15Pois é glorioso o fruto dos bons trabalhos
e imperecível a raiz da prudência.
16Porém, os filhos dos adúlteros
não hão-de desabrochar,
e a descendência da união ilegítima será exterminada.
17Ainda que tenham vida longa, ninguém fará caso deles,
e será sem honra o fim da sua velhice.
18E se morrerem cedo, não terão esperança
nem consolação no dia do juízo,
19pois é penoso o fim de uma raça injusta.
Capítulo 4
1Mais vale uma vida sem filhos, possuindo a virtude,
pois a imortalidade está na recordação da virtude:
ela é reconhecida por Deus e pelos homens.
2Quando está presente, é imitada;
quando está ausente, é desejada;
na eternidade, triunfa e é coroada
por ter vencido, sem mancha, nos combates.
3Ao contrário, a numerosa posteridade dos ímpios será inútil:
saída de rebentos bastardos, não lançará raízes fundas
nem terá bases sólidas.
4Ainda que, por algum tempo, se cubra de ramos,
por não estar bem sólida, será abalada pelo vento
e arrancada pela violência da tempestade.
5Os ramos serão quebrados ainda tenros,
os seus frutos serão inúteis,
verdes demais para serem comidos
e impróprios para qualquer uso.
6Pois os filhos das uniões ilícitas são testemunhas
da maldade de seus pais no dia do juízo.
Morte prematura do justo e longa vida do ímpio
7O justo, porém, ainda que morra prematuramente,
gozará de repouso.
8Uma velhice venerável não consiste em longa vida
nem se mede pelo número de anos.
9As cãs do homem são a prudência,
e uma verdadeira velhice é uma vida imaculada.
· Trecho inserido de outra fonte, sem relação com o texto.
PR #44355, opened 2025-02-19
Polish ClassPath

nosan:
Introduced `toString` to fix the following:

```java


	private void addClasspath(List<String> args) throws MojoExecutionException {
		try {
			ClassPath classpath = ClassPath.of(getClassPathUrls());
			if (getLog().isDebugEnabled()) {
				getLog().debug("Classpath for forked process: " + classpath);
			}
			args.addAll(classpath.args(true));
		}
		catch (Exception ex) {
			throw new MojoExecutionException("Could not build classpath", ex);
		}
	}
```


philwebb:
Gahhhh! I knew I was going to forget to add a `toString()` when I was refactoring! Thanks for catching that @nosan!

Issue #43851, opened 2025-01-16
Introduce spring.data.mongodb.protocol to allow the MongoDB protocol to be customized when not using spring.data.mongodb.uri


storyzero:
https://github.com/spring-projects/spring-boot/blob/main/spring-boot-project/spring-boot-autoconfigure/src/main/java/org/springframework/boot/autoconfigure/mongo/PropertiesMongoConnectionDetails.java#L51

I can't generate a connection string with mongodb+srv:// because PropertiesMongoConnectionDetails is hardcoded to use mongodb://
MongoProperties should be able to specify the protocol, and PropertiesMongoConnectionDetails should generate the connection string using the specified protocol.

wilkinsona:
This is similar to https://github.com/spring-projects/spring-boot/issues/17215, but the proposal there was to inject the separate properties into the URI. This was rejected as it would be a breaking change that would prevent the URI being used to override any other settings. We can consider introducing a `protocol` property for those who prefer to use the separate properties. It would be ignored when `spring.data.mongodb.uri` is specified.

In the meantime, please note that you can specify `mongodb+srv` as the protocol but, to do so, you must use `spring.data.mongodb.uri` to provide all of the connection information. When configuring the URI you can reference other properties if you wish:

```
example.mongodb.username=alice
example.mongodb.password=secret
spring.data.mongodb.uri=mongodb+srv://${example.mongodb.username}:${example.mongodb.password}@mongo.example/testdb
```

storyzero:
@wilkinsona 
Thank you for your response. 
To elaborate more on my situation, I want to use spring-cloud-vault-config-databases to auto-configure spring.data.mongodb.username and password. For security reasons, it is mandatory. Similarly, using mongodb+srv is also mandatory. 

The example you provided seems worth trying, but the approach I was considering until just now was to manually configure everything, from the connection string to MongoTemplate, without any auto-configuration, using Vault.

However, it's a bit unfortunate that mongodb+srv can't be used unless it's through the URI.

mhalbritter:
Superseded by https://github.com/spring-projects/spring-boot/pull/44366.

PR #44366, opened 2025-02-19
Add spring.data.mongodb.protocol property

nosan:
See gh-43851


spring-boot-project/spring-boot-autoconfigure/src/main/java/org/springframework/boot/autoconfigure/mongo/MongoProperties.java
```diff
@@ -51,6 +51,11 @@ public class MongoProperties {
 	 */
 	public static final String DEFAULT_URI = "mongodb://localhost/test";
 
+	/**
+	 * Protocol to be used for the MongoDB connection. Ignored if 'uri' is set.
```
snicoll, line 55: I was just looking at this and laughed that it matches the polish I've made in 44384. What a coincidence! Nope, you forced push to adapt... You really didn't have to do it, thanks!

10Tendo-se tornado agradável a Deus, foi amado por Ele
e, como vivia entre os pecadores, foi transferido por Deus.
11Foi arrebatado a fim de que a malícia não lhe corrompesse a inteligência,
nem a astúcia lhe corrompesse a alma.
12Pois o fascínio do mal obscurece o bem,
e a vertigem da paixão perverte uma mente sem maldade.
13Chegado rapidamente à perfeição,
atingiu a plenitude de uma longa vida.
14A sua vida era agradável ao Senhor,
por isso Ele se apressou em tirá-lo do meio do mal.
As pessoas viram mas não compreenderam
nem reflectiram nisto:
15que a graça e a misericórdia são para os seus eleitos
e que Ele intervirá em favor dos seus santos.
16O justo que morre condena os ímpios que sobrevivem;
e o jovem, que em pouco tempo chega à perfeição,
condena a longa vida do pecador.
17Eles verão o fim do sábio,
mas não compreenderão os desígnios do Senhor sobre ele,
nem por que motivo o Senhor o pôs em segurança.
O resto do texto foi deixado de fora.